Tell us a bit about yourself and your business.
My name is Shannon McLay, and I’m a financial planner who left a “traditional” financial services firm to start my own company, NextGen Financial, because I felt traditional financial services firms did not have the tools or resources to help people who are starting out and trying to build assets while also managing debt. I realized that the key to long-term personal financial success is a commitment to financial fitness and making smart financial choices.
In 2015, I plan to grow my practice by launching The Financial Gym, which will be a franchised full service financial planning company where people of all financial sizes can go to get and stay Financially Fit. Through my blog, Financially Blonde, my book, Train Your Way To Financial Fitness, my podcast, Martinis and Your Money and my companies, I am committed to making financial fitness fun, easy and accessible for others.
Why did you want to own your own business?
While I was working as a financial advisor for a large wealth management company, I saw a need for financial planning for people with less than the $250,000 asset minimum my company required. Most financial firms want this population to utilize cheaper online resources or apps; however, most people are not motivated to make financial changes just using an app or a website. The only way I saw the potential to serve this severely under-served population was to start my own company.
When did you start the business?
I officially started NextGen Financial August 2013, two months after I left my prior firm.
What training/experience did you have in your business field before you started?
I worked as a financial advisor for two years before starting my company, and I worked in the greater financial services community for 10 years prior to that. Starting your own financial advisory practice is a small-scale version of entrepreneurship. Most companies do not hand you clients, you have to bring in your own, and your long-term success is based on your ability to continuously grow your client base.
What challenges did you face when starting up your business?
For me, I struggled with not only getting the word out there about who I was and what I was doing but also to figure out the right pricing model for my clients. It’s great to have an idea or a service that people need, but it’s only great if people are willing to pay you for it. The first few months I spent a great deal of time working on these two issues. Once I had a grasp on them, I began to see immediate growth for my company.
How long did you have to run the business before you saw a profit?
It took me a solid six months before I started to see a profit, and to this day, there are some months where I have great profits and some months that make me question why I started the company. This type of income rollercoaster is typical for small businesses, so you just have to develop a strong stomach for these ups and downs and manage your business budget accordingly. For example, when I have a great month, I don’t immediately add new services and plan to buy new technology. I make sure that I save those funds to cushion me for an inevitable bad month or two.
How did the business start-up affect your marriage/family?
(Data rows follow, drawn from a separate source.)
PR #3544, opened 2024-04-03
Put agent info batch does not require a space

ThetaSinner:
### Summary

Addresses a tech debt item that was raised here -> https://github.com/holochain/holochain/blob/develop/crates/kitsune_p2p/kitsune_p2p/src/spawn/actor/meta_net.rs#L920

### TODO:
- [x] Depends on #3540

### DIFF
--- a/crates/holochain_p2p/src/spawn/actor.rs
+++ b/crates/holochain_p2p/src/spawn/actor.rs
@@ -654,9 +654,16 @@ impl kitsune_p2p::event::KitsuneP2pEventHandler for HolochainP2pActor {
 
         let evt_sender = self.evt_sender.clone();
         Ok(async move {
-            futures::future::join_all(iter::repeat_with(|| evt_sender.clone()).zip(put_requests.into_iter()).map(|(evt_sender, (dna, agents))| async move {
-                evt_sender.put_agent_info_signed(dna, agents).await
-            })).await.into_iter().collect::<HolochainP2pResult<Vec<()>>>()?;
+            futures::future::join_all(
+                iter::repeat_with(|| evt_sender.clone())
+                    .zip(put_requests.into_iter())
+                    .map(|(evt_sender, (dna, agents))| async move {
+                        evt_sender.put_agent_info_signed(dna, agents).await
+                    }),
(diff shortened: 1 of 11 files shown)


crates/kitsune_p2p/kitsune_p2p/src/spawn/actor/meta_net.rs
```diff
@@ -922,19 +922,16 @@ impl MetaNet {
                                 // the internal peer space was used instead we
                                 // could do this in a single event with the
                                 // whole list.
-                                for peer in peer_list {
```
neonphog, line 925: delete the todo?

neonphog (approved):
:+1:

crates/holochain_p2p/src/spawn/actor.rs
```diff
@@ -638,14 +638,29 @@ impl kitsune_p2p::event::KitsuneP2pEventHandler for HolochainP2pActor {
...
+                .fold(
+                    HashMap::<DnaHash, Vec<AgentInfoSigned>>::new(),
+                    |mut acc, (dna, agent)| {
+                        acc.entry(dna).or_default().push(agent);
+                        acc
+                    },
+                );
+
+            for (dna, agents) in put_requests {
+                evt_sender.put_agent_info_signed(dna, agents).await?;
```
jost-s, line 657: Can putting be done in parallel if that makes sense?

jost-s (approved):

crates/kitsune_p2p/kitsune_p2p/src/spawn/actor/meta_net.rs
ThetaSinner: Oops, yes definitely

crates/holochain_p2p/src/spawn/actor.rs
ThetaSinner: It can, just requires a rather ugly block of code - done :)

jost-s: Amazingly ugly indeed!

PR #3545, opened 2024-04-04
refactor: mock app validation network

### LINKED ISSUE #3531: [App validation workflow] Mock network
App validation uses network for every `must_get` request. Network itself should not be part of the test and should be mocked instead.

The business actually had a huge impact on my marriage before I even started it. When I first told my husband that I wanted to do this, he was very concerned about our family’s finances and if we could make it work. We had a great deal of tense conversations as my husband stood his practical ground and I fought for the opportunity to pursue my passion to help others. My husband eventually gave his full support and is now my biggest cheerleader. He sees firsthand everyday the positive impact I have on the lives of others and knows that this is what I was meant to do.
What’s the best thing entrepreneurship has done for you?
Entrepreneurship has taught me that I can do anything I put my mind to. It’s wonderful to dream; however, turning your dream into a reality requires a great deal of blood, sweat and tears. The great thing about entrepreneurship, though, is that you typically get out of it as much as you put into it. I know that as long as I am willing to work hard to make something happen, I will get results.
What lessons have you learned about entrepreneurship along the way?
I learned that it is a profession that is not for the weak of heart. There are a lot of risks with starting your own company. Even if you have the greatest idea in the world, you still have to find a way to develop it, market it and get other people to notice. It’s not an overnight process and through the process you will experience a lot of ups and downs. It’s easy to throw in the towel when you hit a rough patch, especially if it lasts for a period of time, but if you have the passion and determination to see it through, then you will work through to good times down the road.
What advice do you have for those considering entrepreneurship?
I would say that you shouldn’t pursue it unless you are 110% passionate about what you want to create. As I have mentioned, starting a business is not easy and requires a great deal of fortitude, and if you are not committed to seeing it through, then you will fail early on. However, if you can’t imagine your life without pursuing this business, then I think you are ready for entrepreneurship!